Philippines sees 2024 inflation to decelerate within 2 to 4 percent
The Philippines is anticipated to experience a slowdown in inflation next year, aligning with the Central Bank of the Philippines’ (CBP) target range of 2 percent to 4 percent.
Goldman Sachs, a financial services group that made this forecast, relies on the expectation of sustained low levels of energy and food prices compared to last year's peaks.
The said financial services group projects a considerable disinflation of approximately 2 percentage points in 2024 across most emerging markets, similar to the trend in developed markets.
Goldman Sachs also predicts a reduction in upward pressure on goods prices as supply chain bottlenecks have largely been addressed. The group anticipates tight labor markets in many economies due to implemented "catch-up" wage increases from the pandemic's peak inflation period. Analysts' consensus forecast for the Philippines in 2024 is a full-year inflation rate of 3.7 percent.
While Goldman Sachs projects 4.2 percent, slightly above the target band, it is an improvement compared to the BSP's own forecast of 4.4 percent.
Regarding interest rates, Goldman Sachs expects most Asian central banks to maintain unchanged policy rates for most of 2024, considering moderating inflation and the United States Federal Reserve signaling a higher-for-longer stance.

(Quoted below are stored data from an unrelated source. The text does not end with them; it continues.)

PR #3550, opened 2026-05-08
fix(replay): preserve recording remote config across posthog.reset()

TueHaulund:
## Problem

When an app calls `posthog.reset()` mid-session (e.g. on sign-out / sign-in), session recording can break for the new session: the recording opens with no Meta + FullSnapshot until the next periodic 5-minute checkout, leaving the player buffering against incremental events that reference an rrweb mirror it never received.

Root cause:

1. `posthog.reset()` calls `this.persistence?.clear()`, which removes **everything** from persistence, including `$session_recording_remote_config`.
2. `posthog.reset()` then calls `sessionManager.resetSessionId()`, which forces a session rotation on the next `checkAndGetSessionAndWindowId(...)` call.
3. The session rotation flows through `_updateWindowAndSessionIds` → `stop()` → `start('session_id_changed')`.
4. `start()` reads `_remoteConfig` (which is just `get_property(SESSION_RECORDING_REMOTE_CONFIG)`), gets `undefined`, and **early-returns** without calling `_startRecorder()`.
5. rrweb has been torn down by `stop()` but never restarted in the rotation path. Subsequent events flow once the SDK eventually re-fetches remote config — but they reference whatever rrweb mirror state was current when rotation happened, not a fresh FullSnapshot. The player buffers until the periodic checkout interval fires.

The remote config is server-defined recording configuration (sample rate, masking, canvas, network capture, triggers, …), not user state. There's no privacy or correctness reason for it to be wiped on `reset()`.

## Changes

- In `reset()`, snapshot `$session_recording_remote_config` before `persistence.clear()` and re-register it afterwards if it was present. Keys whose original value was `undefined` are not re-introduced.
- New `describe('reset()')` block in `posthog-core-also.test.ts` covering:
    - The recording remote config survives `reset()`, while regular user state still gets cleared.
    - `reset()` doesn't crash when no recording remote config has ever been stored.

Other persistence keys (per-session sampling decisions, trigger activations, etc.) correctly continue to be cleared, because they're tied to the session that's about to be discarded.

### Libraries affected

- [ ] All of them
- [x] posthog-js (web)
- [ ] posthog-node
- [ ] posthog-react-native
- [ ] @posthog/react
- [ ] @posthog/ai
- [ ] @posthog/convex
- [ ] @posthog/next
- [ ] @posthog/nextjs-config
- [ ] @posthog/nuxt
- [ ] @posthog/rollup-plugin
- [ ] @posthog/webpack-plugin
- [ ] @posthog/types

## Checklist

- [x] Tests for new code

### If releasing new changes

### DIFF
--- a/.changeset/preserve-recording-config-on-reset.md
+++ b/.changeset/preserve-recording-config-on-reset.md
@@ -1,0 +1,16 @@
+---
+'posthog-js': patch
+---
+
+Preserve session-recording remote config across `posthog.reset()`.
+
+`posthog.reset()` was clearing the entire persistence store, which wiped
+`$session_recording_remote_config` along with user state. On the next session
+rotation triggered by the reset, `start('session_id_changed')` would early-return
+because the remote config was missing — leaving rrweb torn down and the new
+session opening with no Meta + FullSnapshot until the next periodic 5-minute
+checkout.
+
+This affected any flow where an app calls `posthog.reset()` mid-session
+(e.g. on sign-out / sign-in) and was particularly visible on Flutter Web
+recordings that depend on a fresh FullSnapshot to anchor the CanvasKit DOM.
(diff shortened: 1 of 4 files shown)


arnohillen (approved):

marandaneto:
@PostHog/team-replay can i merge this?

PR #3558, opened 2026-05-09
fix: guard iframe buffer cleanup race

### LINKED ISSUE #3557: rrweb findAndRemoveIframeBuffer crashes when multiple iframes pagehide concurrently
## Summary

`findAndRemoveIframeBuffer` in `packages/rrweb/rrweb/src/record/observer.ts` throws `TypeError: Cannot read properties of undefined (reading 'bufferBelongsToIframe')` when multiple iframes fire `pagehide` near-simultaneously (e.g. tab close, navigation away from a doc with multiple YouTube/Twitter/PDF iframes).

## Source

https://github.com/PostHog/posthog-js/blob/main/packages/rrweb/rrweb/src/record/observer.ts#L379-L387

```ts
export function findAndRemoveIframeBuffer(iframeEl: HTMLIFrameElement) {
  for (let i = mutationBuffers.length - 1; i >= 0; i--) {
    const buf = mutationBuffers[i];
    if (buf.bufferBelongsToIframe(iframeEl)) {
      buf.reset();
      mutationBuffers.splice(i, 1);
    }
  }
}
```

## Root cause

Two `findAndRemoveIframeBuffer` invocations interleave on the shared global `mutationBuffers` array. One call `splice`s while the other is iterating, so `mutationBuffers[i]` returns `undefined` for an index that was valid at loop entry. The next line dereferences `buf.bufferBelongsToIframe` and throws.

This was introduced when `posthog-rrweb` was merged into the monorepo in https://github.com/PostHog/posthog-js/pull/3510. Code originates from the still-open upstream PR https://github.com/rrweb-io/rrweb/pull/1755.

## Impact

Reporting from one Anara production deployment over ~17 days:
- Sentry: 10,343 events, 8,532 unique users
- PostHog error tracking on the same project: 384 dedup-by-session occurrences across 3 issue groups in 30 days

Session recording itself keeps working — the throw is on iframe cleanup, not the outer page observer — but each crash leaks the `MutationBuffer` and its iframe observer, and because the loop exits on the throw, any other buffers queued for cleanup are leaked too.

## Suggested fix

```diff
 export function findAndRemoveIframeBuffer(iframeEl: HTMLIFrameElement) {
   for (let i = mutationBuffers.length - 1; i >= 0; i--) {
     const buf = mutationBuffers[i];
-    if (buf.bufferBelongsToIframe(iframeEl)) {
+    if (buf?.bufferBelongsToIframe(iframeEl)) {
       buf.reset();
       mutationBuffers.splice(i, 1);
     }
   }
 }
```

Optional chaining handles the concurrent-splice race without changing semantics; whichever invocation runs after still cleans up whatever this one skipped.

## Versions

- `posthog-js` 1.372.10 (also reproduced on 1.372.1)
- Browsers: predominantly Chromium (Edge / Chrome), some Safari
- Pages embedding YouTube via `react-lite-youtube-embed`, Twitter via `react-tweet`, and PDF preview iframes

Happy to put up the PR if you want.

marandaneto:
## Problem

Multiple same-origin iframes can fire `pagehide` close together during navigation or tab close. `findAndRemoveIframeBuffer` iterates the shared `mutationBuffers` array while cleanup can shrink it, leaving an `undefined` entry that is dereferenced and reported as `Cannot read properties of undefined (reading 'bufferBelongsToIframe')`.

Fixes #3557.

## Changes

- Guard `findAndRemoveIframeBuffer` with optional chaining before calling `bufferBelongsToIframe`.
- Add a regression test that simulates `mutationBuffers` shrinking during iframe cleanup.
- Add a patch changeset for `@posthog/rrweb`.

### Libraries affected

- [ ] All of them
- [ ] posthog-js (web)
- [ ] posthog-node
- [ ] posthog-react-native
- [ ] @posthog/react
- [ ] @posthog/ai
- [ ] @posthog/convex
- [ ] @posthog/next
- [ ] @posthog/nextjs-config
- [ ] @posthog/nuxt
- [ ] @posthog/rollup-plugin
- [ ] @posthog/webpack-plugin
- [ ] @posthog/types

Additional affected package: `@posthog/rrweb`.

## Checklist

- [x] Tests for new code

### If releasing new changes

The group expects that the Bank of Indonesia (BI) and the Central Bank of the Philippines (CBP) may be the first in the region to cut policy rates late next year, with a projected reduction of 25 basis points each in the fourth quarter. Analysts now expect the CBP to maintain its benchmark rates until the third quarter of 2024 after the recent decision to keep policy rates unchanged during the Nov. 16 policy meeting.
Despite the pause, some observers note that the CBP remains hawkish, given its earlier aggressive monetary policy tightening cycle in the region.